Lied van de Maand

Lied van de Maand

  • ‘VERBERG UW AANGEZICHT NIET’

    ‘VERBERG UW AANGEZICHT NIET’
    tekst: Huub Oosterhuis; muziek: Antoine Oomen

    Dit lied onder de loep genomen door Gerard Swüste

    Verberg uw Aangezicht niet voor mij,
    uw woorden, verzwijg ze mij niet,
    een vreemdeling ben ik op aarde.

    Sommige liederen hebben een respectabele omvang. Maar er zijn ook liederen die slechts uit een paar regels bestaan en die van een ontroerende eenvoud zijn. In het Boek van de Psalmen komen we iets dergelijks tegen. Psalm 119, de grote lofzang op de Tora telt maar liefst 176 verzen. Even daarvoor staat Psalm 117 met welgeteld twee verzen. Van Psalm 117 zou ik niet zo gauw zeggen dat die kort is, maar eerder dat die heel compact is. En ik denk dat dit ook geldt voor het lied ‘Verberg uw Aangezicht’.
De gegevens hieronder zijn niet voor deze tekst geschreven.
PR #9010, opened 2026-01-13
Nexus caller timeouts

bergundy:
## Overview

This commit implements two new granular timeout types for Nexus operations, allowing callers to have fine-grained control over different phases of operation execution:

- **Schedule-to-Start Timeout**: Maximum time to wait for an operation to be started (or completed if synchronous) by the handler
- **Start-to-Close Timeout**: Maximum time to wait for an asynchronous operation to complete after it has been started

These timeouts complement the existing **Schedule-to-Close Timeout** to provide better control and diagnostics for Nexus operation execution.

See the corresponding API PR: https://github.com/temporalio/api/pull/695.

### DIFF
--- a/components/nexusoperations/executors_test.go
+++ b/components/nexusoperations/executors_test.go
@@ -332,7 +332,7 @@ func TestProcessInvocationTask(t *testing.T) {
 				require.Equal(t, enumsspb.NEXUS_OPERATION_STATE_BACKING_OFF, op.State())
 				require.NotNil(t, op.LastAttemptFailure.GetApplicationFailureInfo())
 				require.Regexp(t, "request timed out", op.LastAttemptFailure.Message)
-				require.Equal(t, 0, len(events))
+				require.Empty(t, events)
 			},
 		},
 		{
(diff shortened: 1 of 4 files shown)


components/nexusoperations/workflow/commands.go
```diff
@@ -152,6 +168,19 @@ func (ch *commandHandler) HandleScheduleCommand(
 		attrs.ScheduleToCloseTimeout = durationpb.New(maxTimeout)
 	}
 
+	// Trim secondary timeouts to the primary timeout.
```
pdoerner, line 171: Should this also go the other way? If only schedule-to-start or start-to-close is set, but not schedule-to-close, should we set schedule-to-close to one of those timeouts?

IIRC the operation deadline we send to the handler is based only on schedule-to-close timeout, so the handler may not be aware that the operation has a deadline in that case.

bergundy: It shouldn't go the other way because the new timeouts are more specific. But you make a good point that the operation timeout header should take the new timeouts into consideration.

bergundy: Done.

PR #9015, opened 2026-01-13
Avoid resetting activity info TimerTaskStatus for each retry

bergundy:
## What changed?

In PR description.

## Why?

Avoid creating extra timers where unnecessary.

## How did you test it?

Should be covered by existing tests.

### DIFF
--- a/service/history/workflow/activity.go
+++ b/service/history/workflow/activity.go
@@ -67,7 +67,7 @@ func UpdateActivityInfoForRetries(
 	failure *failurepb.Failure,
 	nextScheduledTime *timestamppb.Timestamp,
 	isActivityRetryStampIncrementEnabled bool,
-) *persistencespb.ActivityInfo {
+) {
 	previousAttempt := ai.Attempt
 	ai.Attempt = attempt
 	ai.Version = version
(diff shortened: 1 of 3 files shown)


service/history/workflow/activity.go
```diff
@@ -76,7 +76,6 @@ func UpdateActivityInfoForRetries(
 	ai.StartVersion = common.EmptyVersion
 	ai.RequestId = ""
 	ai.StartedTime = nil
-	ai.TimerTaskStatus = TimerTaskStatusNone
```
yycptt, line 79: we do want to reset say StartToClose or heartbeat timer task status right? 
ScheduleToStart is interesting, I think we always extend that to be same as ScheduleToClose?

bergundy: Hmm... schedule to start is set per attempt

yycptt: hmm I somehow thought we have logic for extending ScheduleToStart to be the same as ScheduleToClose if activity has retry policy because retrying scheduleToStart timeout is basically noop. 

but hmm can't really find that logic 🤷‍♂️

PR #9018, opened 2026-01-14
fix race condition of workflow rebuild

feiyang3cat:
## What changed?
Fix race conditions in rebuild workflows:
- clear mutableState before release lock
- query rebuildSpec after lock acquired

## Why?
fix race condition

## How did you test it?
- [ ] built
- [ ] added new unit test(s)


feiyang3cat:
@yycptt please have a look

yycptt (commented):
Synced offline, let's check if we any some functional test coverage for this.

PR #9019, opened 2026-01-14
Improve replication task processing latency log and metrics

xwduan:
## What changed?
Improve replication task processing latency log and metrics:
1. add replication task queue time latency
2. add task attempt
3. add task error metrics

## Why?
To help debug issue when latency is high

## How did you test it?
- [x] built
- [ ] added new unit test(s)

## Potential risks
No risk.

### DIFF
--- a/service/history/replication/executable_task.go
+++ b/service/history/replication/executable_task.go
@@ -336,13 +336,6 @@ func (e *ExecutableTaskImpl) emitFinishMetrics(
 			nsTag,
 		)
 		if processingLatency > 10*time.Second && e.replicationTask != nil && e.replicationTask.RawTaskInfo != nil {
-			shardContext, err := e.ShardController.GetShardByNamespaceWorkflow(
-				namespace.ID(e.replicationTask.RawTaskInfo.NamespaceId),
-				e.replicationTask.RawTaskInfo.WorkflowId,
-			)
-			if err != nil {
-				return
-			}
 			e.Logger.Warn(fmt.Sprintf(
 				"replication task latency is too long: queue=%.2fs processing=%.2fs",
 				queueLatency.Seconds(),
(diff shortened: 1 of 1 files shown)


service/history/replication/executable_task.go
```diff
@@ -301,26 +316,48 @@ func (e *ExecutableTaskImpl) emitFinishMetrics(
...
+
+		// Processing latency: time from execution start to ACK/NACK
+		processingLatency := now.Sub(e.taskExecuteStartTime)
+		metrics.ReplicationTaskProcessingLatency.With(e.MetricsHandler).Record(
+			processingLatency,
+			metrics.OperationTag(e.metricsTag),
+			nsTag,
+		)
+		if processingLatency > 10*time.Second && e.replicationTask != nil && e.replicationTask.RawTaskInfo != nil {
+			shardContext, err := e.ShardController.GetShardByNamespaceWorkflow(
```
yux0: Use e.Config.GetShardID()?

service/history/replication/executable_task.go
```diff
@@ -301,26 +316,48 @@ func (e *ExecutableTaskImpl) emitFinishMetrics(
...
+				namespace.ID(e.replicationTask.RawTaskInfo.NamespaceId),
+				e.replicationTask.RawTaskInfo.WorkflowId,
+			)
+			if err != nil {
+				return
+			}
+			e.Logger.Warn(fmt.Sprintf(
```
yux0, line 339: will this print more logs with threshold reduced to 10s?

yux0: DI the throttled logger?

xwduan: We only print the log when processing time is greater than 10 seconds. This is real processing time i.e. excluding queue time/transmission time. So I would expect less log than before.

I will DI throttled log in a separate pr.

yux0 (approved):

PR #9020, opened 2026-01-14
Improve error when version override does not have the version present in the task queue

Shivs11:
## What changed?
- WISOTT

## Why?
- User experience.

## How did you test it?
- [x] built
- [ ] added new unit test(s)

## Potential risks
- None

---

> [!NOTE]
> Enhances error clarity and batch behavior around version overrides.
> 
> - Introduces `ErrPinnedVersionNotInTaskQueueSubstring` and `FormatPinnedVersionNotInTaskQueueError` to produce detailed messages (deployment, build ID, task queue, type)
> - Replaces generic errors in `validatePinnedVersionInTaskQueue` with formatted message; updates related tests to expect new text
> - Adds operation-aware non-retryable detection in `batcher` (`isNonRetryableError`) for `BATCH_OPERATION_TYPE_UPDATE_EXECUTION_OPTIONS` using the new substring; integrates into `handleTaskResult`
> - Removes frontend-added non-retryable string for update-execution-options; responsibility moved to worker
> - Adds unit tests for new formatter and non-retryable detection
> 
> <sup>Written by [Cursor Bugbot](https://cursor.com/dashboard?tab=bugbot) for commit eb8942394b599c09cfa641f1c987aa85c73b9a94. This will update automatically on new commits. Configure [here](https://cursor.com/dashboard?tab=bugbot).</sup>

### DIFF
--- a/common/worker_versioning/worker_versioning.go
+++ b/common/worker_versioning/worker_versioning.go
@@ -40,6 +40,11 @@ const (
 	UnversionedSearchAttribute = buildIdSearchAttributePrefixUnversioned
 	UnversionedVersionId       = "__unversioned__"
 
+	// ErrPinnedVersionNotInTaskQueueSubstring is the key substring used to identify
+	// when a pinned version is not present in a task queue. This is used for error
+	// classification in batch operations.
+	ErrPinnedVersionNotInTaskQueueSubstring = "is not present in task queue"
+
 	// WorkerDeploymentVersionIdDelimiterV31 will be deleted once we stop supporting v31 version string fields
 	// in external and internal APIs. Until then, both delimiters are banned in deployment name. All
 	// deprecated version string fields in APIs keep using the old delimiter. Workflow SA uses new delimiter.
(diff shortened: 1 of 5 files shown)


service/worker/batcher/activities.go
```diff
@@ -608,7 +608,15 @@ func (a *activities) handleTaskResult(
...
-		nonRetryable := slices.Contains(batchOperation.NonRetryableErrors, err.Error())
+		// Check if error is non-retryable by checking if the error message contains
+		// any of the non-retryable error strings
+		nonRetryable := false
+		for _, nonRetryableErr := range batchOperation.NonRetryableErrors {
+			if strings.Contains(err.Error(), nonRetryableErr) {
+				nonRetryable = true
+				break
+			}
+		}
```
Shivs11: may need a review from your side @awln-temporal (since you last touched this bit): TLDR is that I don't want the error message that I am passing from the frontend to be retried over here. However, the error message (with the latest changes) is generated dynamically and needs a task queue name when it is being built. The frontend code, specifically in the batcher, does not have this information. Thus, I am required to pass in only a subset of the string which feels quite...ugly to me.

Having dug through this a bit more, I see that we use NonRetryableErrors, which is a slice of strings. I wonder if we can make this better by changing it to be for specific error types? 

Moreover, if making the change that I described is kinda risky right now, well, is the change that I have made in activities.go safe?

common/worker_versioning/worker_versioning.go
```diff
@@ -546,7 +546,8 @@ func validatePinnedVersionInTaskQueue(ctx context.Context,
 			return nil
 		}
 		return serviceerror.NewFailedPrecondition(
-			"Pinned version is not present in the task queue",
+			fmt.Sprintf("Pinned version '%s:%s' is not present in task queue '%s' of type '%s'",
+				pinnedVersion.GetDeploymentName(), pinnedVersion.GetBuildId(), tq, tqType),
```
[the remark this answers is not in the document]
Shivs11: they shall be formatted in their string counterparts when paired with the %s formatter (tested this in the unit-test)

service/worker/batcher/activities.go
awln-temporal: Yeah, checking for error types seems like a better way to do this. It also seems that the only place that appends to this non-retryable errors slice is for this pinned worker version check. Fmi, why do we need to configure the list of retriable errors at runtime based off the batch operation type?

awln-temporal (approved):
Fine with current changes, but does it make sense to create separate error type for non-retryable, retryable error, create an error subtype for `pinned version not in task queue` that implements non-retryable error, instead of checking for substrings?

    ‘Verberg uw Aangezicht niet voor mij’. Dat is genomen uit Psalm 27, vers 9. In het Eerste Testament en met name in de Psalmen speelt het ‘aangezicht’ van de Levende een grote rol. Aangezicht, gezicht, gelaat, het zijn verschillende vertalingen van hetzelfde woord. De Levende, zo vertelt de Schrift, kun je niet zien, zeker niet van aangezicht tot aangezicht. Dat overleeft een mens niet (Exodus 33:20). De Levende zelf daarentegen ziet wel degelijk: ziet, doorziet, toetst, kent ons (Psalm 139). En wel zo, dat de mens het niet overleeft, als de Levende ons niet ziet. De bede: ‘verberg uw aangezicht niet voor mij’ is dus eigenlijk niet de bede dat wij God willen zien, maar dat God oog heeft voor ons. Als God zijn aangezicht verbergt, dan worden we niet meer gezien, dan wankelt ons hele leven. Wij leven ‘voor het aangezicht van God’ en daarbuiten is het geen leven. Voor het aangezicht van God leven betekent, dat je nooit alleen bent, dat je antwoord krijgt als je roept (Psalm 4), dat je iedere situatie, iedere ‘vijand’ de baas bent.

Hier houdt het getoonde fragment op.